The 16 samples of size 2 are
| AA | AB | AC | AD |
| BA | BB | BC | BD |
| CA | CB | CC | CD |
| DA | DB | DC | DD |
Question: Draw all possible samples of size 3 with replacement from a population having elements 2, 4, and 6.
Solution:
Population size = $N=3$, Sample size = n = 3$
Number of possible samples are $N^n = 3^3 = 27$
There are two ways to list these samples.
First Method:
First divide possible samples (27) by the population size unit quotient 1 is returned. For example, $\frac{27}{3} = 9, \quad \frac{9}{3}, \quad \frac{9}{3}=1$.

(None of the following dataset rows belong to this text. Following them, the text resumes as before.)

PR #3060, opened 2020-01-16
Display information about process hierarchy

oliver-stoehr:
Display information about process hierarchy in the process list:
- whether the process has child/parent processes or both
- list of the parent processes
- number of direct child processes with a link to filter for these processes


Kitodo/src/main/resources/messages/messages_en.properties
```diff
@@ -785,6 +789,7 @@ shortcuts.dataEditor.detailView.keys=Ctrl Shift +
 showAutomaticTasks=show automatic tasks
 showClosedProcesses=Show closed processes
 showDataForProcess=show process data
+showHierarchicalChildren=Show
```
Kathrin-Huber: If the message is just "show" so maybe the key shold be "show" ;-)

Kitodo/src/main/java/org/kitodo/production/forms/ProcessForm.java
```diff
@@ -1330,4 +1330,34 @@ public void setFilter(String filter) {
...
+    /**
+     * Get number of direct child processes for the given process.
+     *
+     * @param processId
+     *          process id for given process
+     * @return number of child processes
+     */
+    public int getNumberOfChildProcesses(int processId) {
+        try {
+            return ServiceManager.getProcessService().getById(processId).getChildren().size();
```
Kathrin-Huber: Please write a method `ProcessService.getNumberOfChildren(process)`
which is calling the ProcessDAO to count on database

PR #3061, opened 2020-01-16
List sorting & styling

solth:
- enable sorting lists by first column
- fix list layout errors
- update list row expansion design


Kitodo/src/main/webapp/WEB-INF/templates/includes/desktop/projectsWidget.xhtml
```diff
@@ -19,16 +19,20 @@
     <p:dataTable id="projectTable"
                  value="#{DesktopForm.projects}"
                  scrollable="true"
+                 styleClass="default-layout"
                  var="project">
         <p:column headerText="#{msgs.title}"
+                  sortBy="#{project.title}"
```
Kathrin-Huber:
```suggestion
                  sortBy="#{project.title.keyword}"
```

solth: The records for the desktop widgets are not retrieved from the index like the normal list views, but instead from the DB, so the index specific `keyword` does not exist here. Instead, sorting projects in the `projectsWidget` should already work without it!

PR #5613, opened 2023-03-30
Make behaviour of repeated import configurable

### LINKED ISSUE #5410: Make behaviour of repeated import configurable
Production makes it possible to carry out several imports “on top of each other”. If metadata is imported with different keys, these are aggregated in the display. However, if metadata with the same key is imported multiple times, the existing value for that key is replaced by the newly imported one.

In our use case, it is desirable that the additionally imported metadata is also displayed. The key should be repeated, the previously imported value should be kept as well.

As a result of the practice meeting, a solution was designed: The behavior of individual keys should be made controllable via the ruleset. In the `<editing>` section, it should be possible to specify for each key, whether it should be _replaced_ (default), _retained_ or _added_ when it is imported again.

matthias-ronge:
Adds a new control in the `<settings>` in the ruleset, which determines how metadata behaves in the "additional import" function. There are three settings, `reimport="replace"` will overwrite the existing metadata with the new ones (this is already the default case), `reimport="add"` will add the new metadata to the older ones, and `reimport="keep"` will keep the old existing metadata without replacing them. The renewed values are not imported at all.

Resolves #5410


Kitodo-DataEditor/src/main/java/org/kitodo/dataeditor/ruleset/RulesetManagement.java
```diff
@@ -321,5 +326,50 @@ public boolean isAlwaysShowingForKey(String keyId) {
...
+                    currentMetadata.addAll(currentEntries);
+                    currentMetadata.addAll(updateEntries);
+                    break;
+                case KEEP:
+                    currentMetadata.addAll(currentEntries);
+                    break;
+                case REPLACE:
+                    currentMetadata.addAll(updateEntries.isEmpty() ? currentEntries : updateEntries);
+                    break;
+                default: throw new IllegalStateException("complete switch");
```
henning-gerhardt, line 370: Please use an other error message here. If someone get this message as he use a non valid entry it would be very difficult to find the right place and the causing issue. Maybe something like that `"Used not supported reimport case {}"` where`{}` is replaced by the wrong value?

henning-gerhardt (changes requested):
It is only a code review. I did not check any added nor changed functionality.

Kitodo-DataEditor/src/main/java/org/kitodo/dataeditor/ruleset/RulesetManagement.java
```diff
@@ -321,5 +326,50 @@ public boolean isAlwaysShowingForKey(String keyId) {
         return false;
     }
 
+    @Override
+    public int updateMetadata(Collection<Metadata> currentMetadata, String acquisitionStage,
+            Collection<Metadata> updateMetadata) {
+
+        final Function<String, MutableTriple<Collection<Metadata>, Reimport, Collection<Metadata>>> entryProducer = key -> {
+            var entry = new MutableTriple<Collection<Metadata>, Reimport, Collection<Metadata>>();
```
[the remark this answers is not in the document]
matthias-ronge: Here `var` abbreviates `MutableTriple<Collection<Metadata>, Reimport, Collection<Metadata>>`, therefore the use seems appropriate to me. @solth is this okay for you?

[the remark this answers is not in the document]
solth: I do think we should be careful and do not become "overzealous" when making use of the `var` type inference, but it would probably be acceptable in this particluar case because the type is right there on the right hand side of the variable assignement. 

On the other hand, this is perhaps a topic that should be discussed more thoroughly and the result of the discussion should be included in the coding guidelines. Some seem to consider it a "code smell" (https://medium.com/@spextreme/java-var-should-be-a-code-smell-17af0be79646) while others think the advantages outweigh the risks (https://www.beyondjava.net/should-you-embrace-var-in-java-10)

So perhaps the best solution would be to stick to explicit variable typing for now and only use `var` once we have come to a general decision concerning its usage.

markusweigelt (changes requested):

markusweigelt (changes requested):
Great work! Thx that you have implemented a reimport option that works even better and is simply more thought out.

Kitodo/rulesets/ruleset.xsd
```diff
@@ -347,6 +363,7 @@
         <xs:attribute type="xs:boolean" name="editable" default="true"/>
         <xs:attribute type="xs:boolean" name="excluded" default="false"/>
         <xs:attribute type="xs:boolean" name="multiline" default="false"/>
+        <xs:attribute type="ruleset:Reimport" name="reimport" default="replace"/>
```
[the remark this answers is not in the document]
matthias-ronge: So far it has been common that we always use the default which reflects the previous functionality. This is, so that after an update, the administrators have to make as few adjustments as possible to keep the system working as before. And the previous behavior was, that the metadata was replaced. And, I'd be `add` for the default behavior, by the way.

Kitodo-DataEditor/src/test/resources/testReimportOfMetadataModes.xml
```diff
@@ -0,0 +1,70 @@
...
+        <key id="metadataToKeepExceptInEditing">
+            <label>Metadata to keep, except in editing</label>
+        </key>
+    </declaration>
+
+    <editing>
+        <setting key="metadataToAdd" reimport="add" />
+        <setting key="metadataToReplaceExplicitly" reimport="replace" />
+        <setting key="metadataToKeep" reimport="keep" />
+
```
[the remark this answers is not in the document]
matthias-ronge: This is intentional. `<key id="metadataToReplaceByDefault">` has no `<setting>`, so the default is used.

IkramMaalej (changes requested):

IkramMaalej (commented):
When a metadata is configured as `reimport="add"` in the settings section, and this metadata is also configured with `maxOccurs="1"` for example in the restrictions section on a structural element, after an additional import, this metadata will be displayed twice and not once, which should be  the correct behavior.

Therefore,  the maximum number of occurrences is unchecked for the case of `reimport="add"`

Kitodo/rulesets/ruleset.xsd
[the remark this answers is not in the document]
IkramMaalej: Can not be the default value somehow configurable and not hard-coded?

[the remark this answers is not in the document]
BartChris: one question would be, wether this setting should be configurable
- ruleset-wide?
- project-wide?
- client-wide?
- system-wide?

I would probably also prefer to define it in the ruleset because it is a user decision and not an administartor decision in my opinion.

matthias-ronge:
I've modified the code to take this into account. It was a major change and I've now extracted the function into its own class. I've added cases to the test to test this new behaviour as well.

matthias-ronge:
@solth I tested locally, MetadataST finished without errors. I cannot say why it failed here.

solth:
> @solth I tested locally, MetadataST finished without errors. I cannot say why it failed here.

6th build was successful 😅

IkramMaalej (approved):

solth:
@BartChris do you have any further change requests or would you approve this pull request?

BartChris:
@solth I just had a note on the configurability of the reimport of metadata, but this is beyond the scope of this pull request. So i am fine with the pull request as it is right now.

Kitodo-DataEditor/src/main/java/org/kitodo/dataeditor/ruleset/ReimportMetadata.java
```diff
@@ -0,0 +1,133 @@
...
+/**
+ * Determines the result of re-importing metadata for a single metadata key.
+ */
+class ReimportMetadata implements Supplier<Collection<Metadata>> {
+
+    // Metadata key for which the result of the reimport is determined.
+    private final String key;
+
+    // existing metadata for this key before reimport
+    private Collection<Metadata> currentEntries;
```
solth, line 32:
```suggestion
    private final Collection<Metadata> currentEntries;
```

Kitodo-DataEditor/src/main/java/org/kitodo/dataeditor/ruleset/ReimportMetadata.java
```diff
@@ -0,0 +1,133 @@
...
+
+    // configured reimport behavior
+    private Reimport reimport;
+
+    // metadata fetched on reimport
+    private Collection<Metadata> updateEntries;
```
solth, line 38:
```suggestion
    private final Collection<Metadata> updateEntries;
```

Kitodo-DataEditor/src/main/java/org/kitodo/dataeditor/ruleset/RulesetManagement.java
```diff
@@ -48,6 +51,11 @@ public class RulesetManagement implements RulesetManagementInterface {
      */
     private static final Logger logger = LogManager.getLogger(RulesetManagement.class);
 
+    /**
+     * Language used internally in places where language does not matter.
```
solth, line 55: Could you clarify this comment? "...in places where language does not matter" - so where _does_ it matter?

Kitodo-DataEditor/src/main/java/org/kitodo/dataeditor/ruleset/xml/Reimport.java
```diff
@@ -0,0 +1,42 @@
...
+import javax.xml.bind.annotation.XmlEnum;
+import javax.xml.bind.annotation.XmlEnumValue;
+
+import org.apache.commons.lang3.ArrayUtils;
+
+/**
+ * This class is a backing bean for the XML attribute reimport in the ruleset.
+ * With it, JAXB can map the attribute to an enum.
+ */
+@XmlEnum(String.class)
```
solth, line 23:
```suggestion
@XmlEnum()
```
Redundant default parameter assignenment

Kitodo/src/main/java/org/kitodo/production/forms/createprocess/ProcessFieldedMetadata.java
```diff
@@ -130,27 +141,13 @@ public ProcessFieldedMetadata(Division<?> structure, StructuralElementViewInterf
...
-            }
-        });
-        metadata.addAll(metadataToAdd);
-
-        TreeNode editedTreeNode = treeNode;
+    public int addMetadataIfNotExists(Collection<Metadata> potentialMetadataItems)
+            throws InvalidMetadataValueException, NoSuchMetadataFieldException {
 
+        preserve();
+        int count = rulesetService.updateMetadata(division.getType() ,metadata, "create", potentialMetadataItems);
```
solth, line 148:
```suggestion
        int count = rulesetService.updateMetadata(division.getType(), metadata, "create", potentialMetadataItems);
```

solth (commented):
@matthias-ronge thanks a lot for this valuable contribution. I have no objections, just some tiny suggestions to optimize code style in a few places.

Kitodo-DataEditor/src/main/java/org/kitodo/dataeditor/ruleset/RulesetManagement.java
matthias-ronge: comment extended

solth (approved):

andre-hohmann:
@matthias-ronge : Thanks a lot for the additional functionality. We talked about that in the Community Board and want to ask, if you could describe the settings `reimport="replace"`, `reimport="add"` and `reimport="keep"` in [Regelsatz 3.x](https://github.com/kitodo/kitodo-production/wiki/Regelsatz-3.x), as for example [Schlüssel mit besonderer Verwendung](https://github.com/kitodo/kitodo-production/wiki/Regelsatz-3.x#schl%C3%BCssel-mit-besonderer-verwendung). 

We asked ourselves, if a delete-function is realized by `reimport="replace"`: 
* If metadata in the source is deleted and an additional import executed, the metadata in Kitodo.Production is deleted (or replaced by "null").

Is this assumption correct?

We obtained three quotients: 9, 3, and 1. These are the number of repetitions of population units. First, write every unit 9 times, then 3 times, and lastly, write every unit 1 time.
Second Method:
First, make the samples of size 2, which are easy to draw.
| 2, 2 |
| 2, 4 |
| 2, 6 |
| 4, 2 |
| 4, 4 |
| 4, 6 |
| 6, 2 |
| 6, 4 |
| 6, 6 |
Repeat these samples three times. Since the required number of samples is 27, add every population unit at (the start or) at the end of these samples of size two.
| 2, 2, 2 | 2, 2, 4 | 2, 2, 6 |
| 2, 4, 2 | 2, 4, 4 | 2, 4, 6 |
| 2, 6, 2 | 2, 6, 4 | 2, 6, 6 |
| 4, 2, 2 | 4, 2, 4 | 4, 2, 6 |
| 4, 4, 2 | 4, 4, 4 | 4, 4, 6 |
| 4, 6, 2 | 4, 6, 4 | 4, 6, 6 |
| 6, 2, 2 | 6, 2, 4 | 6, 2, 6 |
| 6, 4, 2 | 6, 4, 4 | 6, 4, 6 |
| 6, 6, 2 | 6, 6, 4 | 6, 6, 6 |
From the table above, 2 is added in the last of the first nine samples, then 4 is added in the last of the next 9 samples and finally 6 is added in the last nine samples.
Real-Life Examples of Sampling with Replacement
The following are some real-life examples of sampling with replacement:
- Lottery Draws: In some types of lotteries, numbers can be drawn multiple times before the final selection. For example, if a lottery allows for the same number to be drawn again after being selected, this is akin to sampling with replacement.
- Quality Control in Manufacturing: In a factory, inspectors might draw samples of products to test for defects. After testing each item, they return it to the production line before drawing the next sample to maintain the same population size and ensure each product has a chance of being selected again.
- Genetic Studies: In genetics, researchers might take DNA samples from a population to study traits or disorders. By replacing each sample with the population (considering genetic diversity), they can analyze the data while allowing for the possibility of selecting the same individual multiple times.
- Surveys: When conducting surveys, researchers might randomly select participants from a population (like voters or consumers) and, after querying each individual, they can include them again in the pool for subsequent selections, especially in larger datasets where the same individuals might provide valuable insights if repeated.
- Educational Testing: In standardized testing, students might take multiple attempts at a test where scores from previous attempts can be considered again in analyses to assess trends in learning or improvement.
- Customer Behavior Analysis: Companies may analyze customer purchase patterns by repeatedly sampling transactions. For instance, if a customer makes multiple purchases, their transaction data might be included in each analysis to understand their buying behavior over time.